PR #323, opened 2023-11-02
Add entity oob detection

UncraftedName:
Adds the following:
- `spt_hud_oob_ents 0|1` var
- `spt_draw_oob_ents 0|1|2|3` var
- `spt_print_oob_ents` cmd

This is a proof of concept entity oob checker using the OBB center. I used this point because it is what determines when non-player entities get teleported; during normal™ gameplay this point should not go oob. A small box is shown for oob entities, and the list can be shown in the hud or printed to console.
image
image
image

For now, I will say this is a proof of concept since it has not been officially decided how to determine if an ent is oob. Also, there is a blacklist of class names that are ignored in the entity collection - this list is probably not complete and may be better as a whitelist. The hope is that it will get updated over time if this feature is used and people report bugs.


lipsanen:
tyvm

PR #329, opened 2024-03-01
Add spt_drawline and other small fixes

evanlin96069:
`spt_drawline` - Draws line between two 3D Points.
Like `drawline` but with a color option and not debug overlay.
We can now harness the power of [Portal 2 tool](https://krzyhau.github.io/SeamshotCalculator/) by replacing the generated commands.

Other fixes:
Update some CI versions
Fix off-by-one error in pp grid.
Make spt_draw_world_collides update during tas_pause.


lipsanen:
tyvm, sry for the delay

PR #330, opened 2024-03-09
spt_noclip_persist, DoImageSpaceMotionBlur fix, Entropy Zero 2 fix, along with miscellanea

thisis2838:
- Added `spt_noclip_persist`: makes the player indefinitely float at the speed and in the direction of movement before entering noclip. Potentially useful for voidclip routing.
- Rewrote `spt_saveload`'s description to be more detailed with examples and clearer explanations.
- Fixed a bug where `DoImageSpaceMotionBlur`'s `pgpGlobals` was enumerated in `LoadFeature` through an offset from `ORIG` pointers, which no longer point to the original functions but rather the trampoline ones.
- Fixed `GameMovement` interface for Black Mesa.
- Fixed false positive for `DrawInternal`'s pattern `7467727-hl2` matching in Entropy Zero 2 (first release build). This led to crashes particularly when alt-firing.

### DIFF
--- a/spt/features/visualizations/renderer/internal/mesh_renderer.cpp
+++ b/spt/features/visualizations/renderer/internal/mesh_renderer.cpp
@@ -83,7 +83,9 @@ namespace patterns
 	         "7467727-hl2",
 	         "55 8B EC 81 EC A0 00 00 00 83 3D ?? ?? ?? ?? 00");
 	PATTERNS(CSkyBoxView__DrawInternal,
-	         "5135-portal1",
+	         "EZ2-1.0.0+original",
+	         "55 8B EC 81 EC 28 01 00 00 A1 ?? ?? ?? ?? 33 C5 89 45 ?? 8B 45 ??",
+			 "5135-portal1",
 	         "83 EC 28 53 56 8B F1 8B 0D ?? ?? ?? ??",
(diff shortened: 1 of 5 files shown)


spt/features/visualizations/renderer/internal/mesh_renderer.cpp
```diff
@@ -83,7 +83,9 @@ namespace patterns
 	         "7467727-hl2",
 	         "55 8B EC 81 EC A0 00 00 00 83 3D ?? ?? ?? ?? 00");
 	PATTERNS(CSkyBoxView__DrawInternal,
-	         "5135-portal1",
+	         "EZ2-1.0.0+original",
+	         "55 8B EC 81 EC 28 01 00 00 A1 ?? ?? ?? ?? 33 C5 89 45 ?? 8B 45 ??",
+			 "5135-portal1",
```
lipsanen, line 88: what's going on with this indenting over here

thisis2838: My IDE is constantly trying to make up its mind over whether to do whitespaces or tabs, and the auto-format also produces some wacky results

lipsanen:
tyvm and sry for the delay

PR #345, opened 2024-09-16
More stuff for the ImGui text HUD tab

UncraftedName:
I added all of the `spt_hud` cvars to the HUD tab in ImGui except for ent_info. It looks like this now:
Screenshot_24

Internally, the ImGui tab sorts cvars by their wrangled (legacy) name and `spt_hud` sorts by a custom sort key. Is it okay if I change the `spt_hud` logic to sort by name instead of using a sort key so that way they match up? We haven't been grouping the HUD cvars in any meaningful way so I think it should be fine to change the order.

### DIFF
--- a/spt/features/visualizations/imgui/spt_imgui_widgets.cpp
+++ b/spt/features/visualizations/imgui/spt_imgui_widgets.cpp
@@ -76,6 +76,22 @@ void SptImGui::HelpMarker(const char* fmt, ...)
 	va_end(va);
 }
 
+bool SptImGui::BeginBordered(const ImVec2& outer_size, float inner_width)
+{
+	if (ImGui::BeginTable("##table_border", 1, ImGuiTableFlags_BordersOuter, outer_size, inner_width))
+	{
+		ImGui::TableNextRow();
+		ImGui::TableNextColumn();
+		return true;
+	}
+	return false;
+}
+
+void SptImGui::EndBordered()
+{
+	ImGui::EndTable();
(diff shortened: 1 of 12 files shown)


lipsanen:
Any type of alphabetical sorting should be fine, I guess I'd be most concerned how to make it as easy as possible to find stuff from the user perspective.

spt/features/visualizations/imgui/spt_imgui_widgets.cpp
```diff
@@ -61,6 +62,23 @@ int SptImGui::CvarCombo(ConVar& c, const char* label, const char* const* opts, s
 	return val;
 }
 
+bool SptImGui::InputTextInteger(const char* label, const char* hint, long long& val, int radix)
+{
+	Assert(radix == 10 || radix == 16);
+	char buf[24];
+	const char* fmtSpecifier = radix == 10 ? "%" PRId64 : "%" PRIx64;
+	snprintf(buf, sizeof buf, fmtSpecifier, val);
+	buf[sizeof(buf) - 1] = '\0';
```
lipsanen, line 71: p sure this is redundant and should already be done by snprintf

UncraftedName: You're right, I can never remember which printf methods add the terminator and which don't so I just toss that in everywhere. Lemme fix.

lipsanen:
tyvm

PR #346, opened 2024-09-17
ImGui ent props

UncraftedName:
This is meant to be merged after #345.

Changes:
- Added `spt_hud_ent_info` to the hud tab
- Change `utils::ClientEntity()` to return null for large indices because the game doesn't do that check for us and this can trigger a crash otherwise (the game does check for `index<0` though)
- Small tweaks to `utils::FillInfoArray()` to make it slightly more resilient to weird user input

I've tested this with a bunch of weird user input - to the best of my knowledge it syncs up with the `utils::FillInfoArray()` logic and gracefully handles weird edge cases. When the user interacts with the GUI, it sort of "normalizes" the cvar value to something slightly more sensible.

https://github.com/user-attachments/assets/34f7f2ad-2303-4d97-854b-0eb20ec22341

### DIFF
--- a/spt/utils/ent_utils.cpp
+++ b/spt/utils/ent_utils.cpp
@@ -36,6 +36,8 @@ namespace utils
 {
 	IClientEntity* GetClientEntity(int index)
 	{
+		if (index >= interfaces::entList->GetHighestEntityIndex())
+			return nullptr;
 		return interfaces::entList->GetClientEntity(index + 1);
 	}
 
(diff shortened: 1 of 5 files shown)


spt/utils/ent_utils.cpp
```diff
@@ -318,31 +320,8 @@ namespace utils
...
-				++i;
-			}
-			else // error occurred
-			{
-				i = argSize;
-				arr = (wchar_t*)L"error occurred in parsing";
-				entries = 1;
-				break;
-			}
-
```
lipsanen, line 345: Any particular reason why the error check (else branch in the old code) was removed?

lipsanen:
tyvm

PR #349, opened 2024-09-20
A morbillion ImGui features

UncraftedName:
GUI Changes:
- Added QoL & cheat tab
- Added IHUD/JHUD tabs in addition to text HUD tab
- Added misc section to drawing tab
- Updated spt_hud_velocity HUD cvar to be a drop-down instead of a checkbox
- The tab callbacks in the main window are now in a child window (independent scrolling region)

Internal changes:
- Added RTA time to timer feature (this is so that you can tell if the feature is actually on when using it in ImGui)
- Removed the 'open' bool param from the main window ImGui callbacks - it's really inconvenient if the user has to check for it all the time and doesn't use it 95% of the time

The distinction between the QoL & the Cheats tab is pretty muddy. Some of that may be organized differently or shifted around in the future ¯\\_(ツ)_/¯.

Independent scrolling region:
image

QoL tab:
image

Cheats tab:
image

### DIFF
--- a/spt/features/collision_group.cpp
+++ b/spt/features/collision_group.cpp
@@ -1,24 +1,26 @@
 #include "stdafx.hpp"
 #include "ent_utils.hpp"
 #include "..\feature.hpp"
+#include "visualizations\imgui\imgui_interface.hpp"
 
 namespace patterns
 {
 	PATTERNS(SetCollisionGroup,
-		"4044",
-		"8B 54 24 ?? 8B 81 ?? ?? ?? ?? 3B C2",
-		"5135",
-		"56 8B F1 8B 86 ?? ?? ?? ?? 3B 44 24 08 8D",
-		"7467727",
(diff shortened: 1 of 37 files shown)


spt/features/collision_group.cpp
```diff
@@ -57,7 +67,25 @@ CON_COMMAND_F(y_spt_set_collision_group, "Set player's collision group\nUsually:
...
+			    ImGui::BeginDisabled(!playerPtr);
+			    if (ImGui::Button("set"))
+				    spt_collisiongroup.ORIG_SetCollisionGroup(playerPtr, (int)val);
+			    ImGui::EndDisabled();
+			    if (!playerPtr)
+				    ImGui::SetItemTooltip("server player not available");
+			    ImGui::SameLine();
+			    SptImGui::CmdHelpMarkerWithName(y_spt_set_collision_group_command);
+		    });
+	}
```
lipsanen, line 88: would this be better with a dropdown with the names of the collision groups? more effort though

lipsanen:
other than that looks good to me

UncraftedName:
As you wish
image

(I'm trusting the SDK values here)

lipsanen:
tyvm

□ □ □ □ □

TASK REQUIREMENTS:
Your answer should consist only of the lines from the one that holds "- Added misc section to drawing tab" to the end of the entries above, both ends included, each repeated exactly.

FINAL ANSWER:
- Added misc section to drawing tab
- Updated spt_hud_velocity HUD cvar to be a drop-down instead of a checkbox
- The tab callbacks in the main window are now in a child window (independent scrolling region)

Internal changes:
- Added RTA time to timer feature (this is so that you can tell if the feature is actually on when using it in ImGui)
- Removed the 'open' bool param from the main window ImGui callbacks - it's really inconvenient if the user has to check for it all the time and doesn't use it 95% of the time

The distinction between the QoL & the Cheats tab is pretty muddy. Some of that may be organized differently or shifted around in the future ¯\\_(ツ)_/¯.

Independent scrolling region:
image

QoL tab:
image

Cheats tab:
image

### DIFF
--- a/spt/features/collision_group.cpp
+++ b/spt/features/collision_group.cpp
@@ -1,24 +1,26 @@
 #include "stdafx.hpp"
 #include "ent_utils.hpp"
 #include "..\feature.hpp"
+#include "visualizations\imgui\imgui_interface.hpp"
 
 namespace patterns
 {
 	PATTERNS(SetCollisionGroup,
-		"4044",
-		"8B 54 24 ?? 8B 81 ?? ?? ?? ?? 3B C2",
-		"5135",
-		"56 8B F1 8B 86 ?? ?? ?? ?? 3B 44 24 08 8D",
-		"7467727",
(diff shortened: 1 of 37 files shown)


spt/features/collision_group.cpp
```diff
@@ -57,7 +67,25 @@ CON_COMMAND_F(y_spt_set_collision_group, "Set player's collision group\nUsually:
...
+			    ImGui::BeginDisabled(!playerPtr);
+			    if (ImGui::Button("set"))
+				    spt_collisiongroup.ORIG_SetCollisionGroup(playerPtr, (int)val);
+			    ImGui::EndDisabled();
+			    if (!playerPtr)
+				    ImGui::SetItemTooltip("server player not available");
+			    ImGui::SameLine();
+			    SptImGui::CmdHelpMarkerWithName(y_spt_set_collision_group_command);
+		    });
+	}
```
lipsanen, line 88: would this be better with a dropdown with the names of the collision groups? more effort though

lipsanen:
other than that looks good to me

UncraftedName:
As you wish
image

(I'm trusting the SDK values here)

lipsanen:
tyvm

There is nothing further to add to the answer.